22. The device as in claim 21, wherein:

the transmitter module controls phase values of the millimeter or microwave carriers to achieve an optical orthogonal frequency division multiplexing condition in the different output optical WDM channels.

23. The device as in claim 17, comprising a transmitter module which comprises:

different lasers to produce different output optical WDM channels;

an optical combiner that combines the different output optical WDM channels to produce an output WDM signal for transmission;

an optical tap downstream from the optical combiner to split optical power of the output WDM signal to produce an optical monitor signal comprising light of the different output optical WDM channels; and

a common wavelength locker to receive the optical monitor signal, detect errors in frequencies of the different output optical WDM channels and to control frequencies of the different lasers to reduce the errors.

24. An optical device for optical wavelength division multiplexed (WDM) communications, comprising:

a tunable optical WDM demultiplexer that receives a WDM signal comprising different optical WDM channels at different optical wavelengths and separates the received WDM signal into different optical WDM channels along different optical paths, the tunable optical WDM demultiplexer operable to tune a frequency of each optical WDM channel; and

a plurality of optical detectors in the different optical paths, respectively, each optical detector detecting a respective optical WDM channel to produce a respective electronic WDM channel signal,

a plurality of receiver circuits downstream from the optical detectors, respectively, wherein each receiver circuit operable to process a respective electronic WDM channel signal to measure a signal quality of the respective electronic WDM channel signal; and

a feedback control circuit that produces a feedback control signal based on the measured signal quality of the electronic WDM channel signals from the receiver circuits to control the tunable optical WDM demultiplexer to shift a frequency of a respective optical WDM channel in each optical path to increase the measured signal quality in the respective electronic WDM channel signal.

25. The device as in claim 24, wherein:

the signal quality is measured by a digital error count in the respective electronic WDM channel signal.

26. The device as in claim 24, wherein:

the signal quality is measured by a degree of an eye opening of an eye diagram for the respective electronic WDM channel signal.

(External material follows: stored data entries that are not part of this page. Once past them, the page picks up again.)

Issue #654, opened 2026-07-14
Bump SDK react-router past CVE-affected 7.13.x


jasonmadigan:
## What

SDK 4.22.0 peers react-router `~7.13.1`, which carries published CVEs:

- **CVE-2026-42211** RCE
- **CVE-2026-53663** CSRF
- **CVE-2026-42342**, **CVE-2026-34077** DoS
- **CVE-2026-40181** open redirect

All fixed in react-router 7.15.1. The console fix is openshift/console#16726, merged 2026-07-16, bumping react-router to `~7.18.1`. No published npm SDK carries it yet: the latest prerelease (`4.23.0-prerelease.4`, 2026-07-14) still peers `~7.13.1`; no `4.22.z` patch exists.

27. The device as in claim 24, wherein:

the processing circuit applies a forward error correction (FEC) processing to the respective electronic WDM channel signal to measure a digital error count to represent the signal quality of the respective electronic WDM channel signal.

28. The device as in claim 24, comprising a transmitter module which comprises:

a single laser that produce a single CW laser beam;

an optical modulator that receives a plurality of millimeter or microwave carriers and modulates the single CW laser beam by using the millimeter or microwave carriers to produce different output optical WDM channels; and

an optical combiner that combines the different output optical WDM channels to produce an output WDM signal for transmission.

29. The device as in claim 28, wherein:

the transmitter module controls phase values of the millimeter or microwave carriers to achieve an optical orthogonal frequency division multiplexing condition in the different output optical WDM channels.

30. The device as in claim 24, comprising a transmitter module which comprises:

different lasers to produce different output optical WDM channels;

an optical combiner that combines the different output optical WDM channels to produce an output WDM signal for transmission;

an optical tap downstream from the optical combiner to split optical power of the output WDM signal to produce an optical monitor signal comprising light of the different output optical WDM channels; and

a common wavelength locker to receive the optical monitor signal, detect errors in frequencies of the different output optical WDM channels and to control frequencies of the different lasers to reduce the errors.